Table 2 summarized the accuracy of categorization along with the standard deviation of each approach used in our experiments. Clearly, our TWC-GNN model exhibits the best performance in the Cora network, with a 4.7% improvement over the GCN technique. Similarly, the TWC-GNN approach achieves the best performance in the Social Network. On the citation network, Figure 5 illustrates the variations in the loss curves for the GCN, GAT, and TWC-GNN techniques. Compared to the other two models, our proposed TWC-GNN technique achieves a lower final loss value. The substantially higher loss value in the GCN model can be attributed to its less effective use of higher-order node information and simpler handling of local neighborhood information. The left half of Figure 6 displays the ground truth labels of the dataset, while the middle part shows the predicted labels. To facilitate the comparison of anticipated results with ground-truth labels, the right side of the picture uses darker hues to signify correct predictions and lighter shades to highlight prediction mistakes.

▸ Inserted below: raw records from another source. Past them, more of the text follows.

PR #7731, opened 2023-01-23
[ci] Improvements for emulator test jobs

pjcollins:
The setup execution time for non-device tests has been improved by
moving a handful of adb commands from BaseTest to DeviceTest setup.
These would run for nearly every test run and result in a lot of waiting
due to some RunProcess failures and timeouts.

The output from the shell command we run to check if a device is online
is now cached and only refreshed when required by certain tests/asserts.

The `AssertHasDevices` check has been consolidated into `DeviceTest`
setup, and removed from individual tests in most cases.

Attempts to restart the emulator if a test determines that it is
inaccessible have been fixed, and emulator data will not be reset in
this case.

I played around with a handful of emulator launch settings and found
that removing the no-boot-anim and headless UI options improved the
reliability of nightly LocalizationTests, and resulted in faster boot
times locally. These options are now disabled for those tests.

The `DeploymentTest` class has been replaced by `TimeZoneInfoTests` and
`LocalizationTests`, and the other tests in that class have been moved
to `InstallAndRunTests`. `TimeZoneInfoTests` and `LocalizationTests`
will now validate command line output rather than trying to press a
button and read a UI element. This should make them more reliable and
faster.

The `TimeZoneInfoTests` and `LocalizationTests` suites have been moved
into separate test stages in the nightly test job.

All nightly tests now run against our .NET build/test artifacts rather
than classic XA.

An issue that caused LocalizationTests nodes 11 and 12 to not contain
any tests has been fixed.

An issue that caused LocalizationTests node 1 to also run tests from
node 11 and node 12 has been fixed.

Test result attachments have been fixed for `TimeZoneInfoTests` and
`LocalizationTests`, ensuring that we capture the right logcat and build
files for each test variant.

An issue causing binlog files to be overwritten by tests that use
multiple build targets has been fixed by naming the binlog file after
the build log file.

Console output verbosity has been set to normal for dotnet test
invocations, which should help with debugging.

Test NUnit packages have been updated to their latest versions.


pjcollins:
Testing this with https://devdiv.visualstudio.com/DevDiv/_build/results?buildId=7228766&view=results.

pjcollins:
New test run: https://devdiv.visualstudio.com/DevDiv/_build/results?buildId=7248077&view=results

pjcollins:
Latest nightly test run: https://devdiv.visualstudio.com/DevDiv/_build/results?buildId=7369649&view=results

pjcollins:
Latest nightly test run: https://devdiv.visualstudio.com/DevDiv/_build/results?buildId=7374786&view=results

pjcollins:
I think this is getting pretty close so opening it up for some review. There are still reliability issues, but I think this is move in the right direction.

After moving all of the nightly tests to run against our .NET test assemblies I've been seeing some SSL related issues on API 23 and below which may be real issues:
https://devdiv.visualstudio.com/DevDiv/_build/results?buildId=7369649&view=ms.vss-test-web.build-test-results-tab&runId=69041435&resultId=100139&paneView=debug

tests/MSBuildDeviceIntegration/Tests/XASdkDeployTests.cs
```diff
@@ -71,8 +71,6 @@ public class XASdkDeployTests : DeviceTest
 		[TestCaseSource (nameof (DotNetInstallAndRunSource))]
 		public void DotNetInstallAndRun (bool isRelease, bool xamarinForms, string targetFramework)
 		{
-			AssertHasDevices ();
```
jonathanpeppers, line 74: Some of these if I run them locally and forgot to attach a device, it would give a nice error message. Was there a reason to remove it?

tests/MSBuildDeviceIntegration/Tests/DebuggingTest.cs
```diff
@@ -248,7 +236,6 @@ public override void OnCreate ()
 					EvaluationOptions = EvaluationOptions.DefaultOptions,
 				};
 				options.EvaluationOptions.UseExternalTypeResolver = true;
-				ClearAdbLogcat ();
```
dellis1972, line 251: Is this needed to clear out any logs from previous runs?

tests/MSBuildDeviceIntegration/Tests/DebuggingTest.cs
```diff
@@ -248,7 +236,6 @@ public override void OnCreate ()
...
 				b.BuildLogFile = "run.log";
 				Assert.True (b.RunTarget (proj, "_Run", doNotCleanupOnUpdate: true, parameters: new string [] {
```
dellis1972, line 240: Should this be refactored to use the new `RunProjectAndAssert` ?
I know it is setting the debug port as well, but `RunProjectAndAssert` might be able to do both.

tests/MSBuildDeviceIntegration/Tests/MonoAndroidExportTest.cs
```diff
@@ -118,7 +118,6 @@ protected override void OnCreate (Bundle bundle)
 	</application >
 </manifest>";
 				Assert.True (b.Install (proj), "Project should have installed.");
-				ClearAdbLogcat ();
 				b.BuildLogFile = "run.log";
 				Assert.True (b.RunTarget (proj, "StartAndroidActivity", doNotCleanupOnUpdate: true), "Project should have run.");
```
dellis1972, line 122: Should this use `RunProjectAndAssert` ?

dellis1972:
This is all good stuff. 

It might be nice however to keep at least one test which checks a Button Click? (If we removed them all). Since this helps to confirm that our Events works and possiblly that the CodeBehind stuff works.

tests/MSBuildDeviceIntegration/Tests/DebuggingTest.cs
pjcollins: `ClearAdbLogcat() ` was added to test setup in https://github.com/xamarin/xamarin-android/commit/b485425dc80c16d22a4a4bb72163a3a062f98e93, so I removed a handful of calls to it in this PR that seemed redundant.

tests/MSBuildDeviceIntegration/Tests/XASdkDeployTests.cs
pjcollins: I moved this check into DeviceTest setup so we don't need to define it on every test. We will also attempt to acquire an android target during setup now as well if one is not available: https://github.com/xamarin/xamarin-android/pull/7731/files/0ffe290ec63c4eb15ed1bb7b44811d7ba6007125#diff-b90ec706ed5e04747e6db2983d908cf1dcc5e7ca4fae94575961905975dc886fR97

build-tools/automation/azure-pipelines-nightly.yaml
```diff
@@ -158,70 +160,338 @@ stages:
...
+          testRunTitle: CheckTimeZoneInfoIsCorrectNode17 On Device - macOS
+          testAssembly: $(System.DefaultWorkingDirectory)/bin/Test$(XA.Build.Configuration)/MSBuildDeviceIntegration/$(DotNetStableTargetFramework)/MSBuildDeviceIntegration.dll
+          useDotNet: true
+          dotNetTestExtraArgs: --filter "Name=CheckTimeZoneInfoIsCorrectNode17"
+          testResultsFile: TestResult-CheckTimeZoneInfoIsCorrectNode17-$(XA.Build.Configuration).xml
+      - template: run-nunit-tests.yaml
+        parameters:
+          testRunTitle: CheckTimeZoneInfoIsCorrectNode18 On Device - macOS
+          testAssembly: $(System.DefaultWorkingDirectory)/bin/Test$(XA.Build.Configuration)/MSBuildDeviceIntegration/$(DotNetStableTargetFramework)/MSBuildDeviceIntegration.dll
+          useDotNet: true
```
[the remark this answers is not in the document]
pjcollins: I had started to do this in a separate PR - https://github.com/xamarin/xamarin-android/pull/7826. I think we can also run the desktop test assemblies with a stable .NET version which may improve reliability, even though our tests will still invoke the preview version that we provision.

pjcollins:
> It might be nice however to keep at least one test which checks a Button Click? (If we removed them all). Since this helps to confirm that our Events works and possiblly that the CodeBehind stuff works.

The DeploymentTests class I removed had two other tests that click a button, I've moved those into [InstallAndRunTests](https://github.com/xamarin/xamarin-android/blob/dev/pjc/nightly-locstage/tests/MSBuildDeviceIntegration/Tests/InstallAndRunTests.cs#L840). These will hopefully continue to provide this coverage, and we can add more here in the future as needed.

tests/MSBuildDeviceIntegration/Tests/MonoAndroidExportTest.cs
pjcollins: Yeah I think it is probably best for us to exercise our run target everywhere we can, I will try look for more instances like this.

tests/MSBuildDeviceIntegration/Tests/DebuggingTest.cs
pjcollins: Fixed.

tests/MSBuildDeviceIntegration/Tests/MonoAndroidExportTest.cs
pjcollins: Fixed.

pjcollins:
Previous nightly was close to green with one re-run, https://devdiv.visualstudio.com/DevDiv/_build/results?buildId=7396250&view=results.

Queueing one more against this branch to see how it fairs:
https://devdiv.visualstudio.com/DevDiv/_build/results?buildId=7411683&view=results

I think this is now in a place where it can be merged and we can continue to iterate on smaller improvements.

jpobst (approved):
:crossed_fingers: for more stable tests!

In future PRs, we can look at `dotnet-test-slicer` and `start-stop-emulator.yaml` as possible improvements.

dellis1972 (approved):

jonathanpeppers (approved):

PR #7732, opened 2023-01-24
Prevent overlapped decompression of embedded assemblies

grendello:
Fixes: https://github.com/xamarin/xamarin-android/issues/7335

Commit d236af54538ef1fe62d0125798cdde78e46dcd8e introduced embedded assembly compression, 
using the lz4 algorithm, which speeds up startup and reduces final package size.

Assemblies are compressed at build time and, at the same time, pre-allocated buffers for
the **decompressed** data are allocated in `libxamarin-app.so`.  The buffers are then passed
to the LZ4 APIs, all threads using the same output buffer.  The assumption was that we can
do fine without locking as even if overlapped decompression happens, the output data will be
the same and so even if two threads do the same thing at the same time, the data will be valid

In general, this paper introduces a novel graph neural network model, TWC-GNN, which utilizes higher-order topological structures and self-attention mechanisms. Compared to other baseline algorithms, TWC-GNN demonstrates superior capability to capture complex relationships and latent information within the network.

Table 3 Ablation Experiments on higher-Order Topological Structures and higher-Order Node Information.

Ablation study

We conducted a series of ablation experiments to determine the significance of higher-order node information and higher-order topological structures, as outlined in Table 3. The Transformer-GAT model incorporates higher-order node information in addition to the GAT model. The comparison of findings with the GAT model indicates that higher-order nodes possess significant latent information. The Centrality-GAT model incorporates higher-order topological features in addition to the GAT model. On the other hand, the EdgeAdj-Transformer-GAT model and the TWC-GNN model differ in terms of the edge matrix weights, which are restricted to binary values of 0 and 1. The empirical findings suggest that higher-order topological structures have superior capability in capturing intricate relationships inside the network, hence leading to enhanced accuracy of the model.

Fig. 6
figure 6

Data Visualization. Three citation datasets: Cora, Citeseer, and Pubmed. Visualize the dataset according to its own node connections and true labels (try to position the same type of nodes as close together as possible). Visualize the classification results using our model in the same position. Finally, dark color indicates accurate prediction and light color indicates wrong prediction.

Conclusion

In this paper, we have presented the TWC-GNN model, designed for the node classification task within directed graphs by leveraging higher-order topological structures and self-attention mechanisms. Specifically, we have introduced the concept of Centrality Information to quantify the reciprocal influence between central nodes and their neighboring nodes, allowing for a deeper understanding of intricate network relationships. Additionally, we have incorporated a Transformer-based self-attention mechanism using Laplacian Eigenvector Encoding to extract higher-order node information, which plays a crucial role in understanding the structure of directed graphs. The TWC-GNN model further refines node representations by using the GAT approach to focus on first-order information, balancing global and local node interactions. Through extensive experiments on citation network datasets, we have demonstrated the effectiveness of our model in node classification tasks. A series of ablation studies have shown that the performance of TWC-GNN is significantly influenced by the integration of higher-order topological structures and higher-order node information. In conclusion, our findings highlight the importance of higher-order structural information in directed networks, providing a strong foundation for future research in complex graph-based learning tasks. The proposed TWC-GNN model offers a promising approach for extracting and leveraging global and local graph features, enabling more accurate and efficient node classification in directed networks.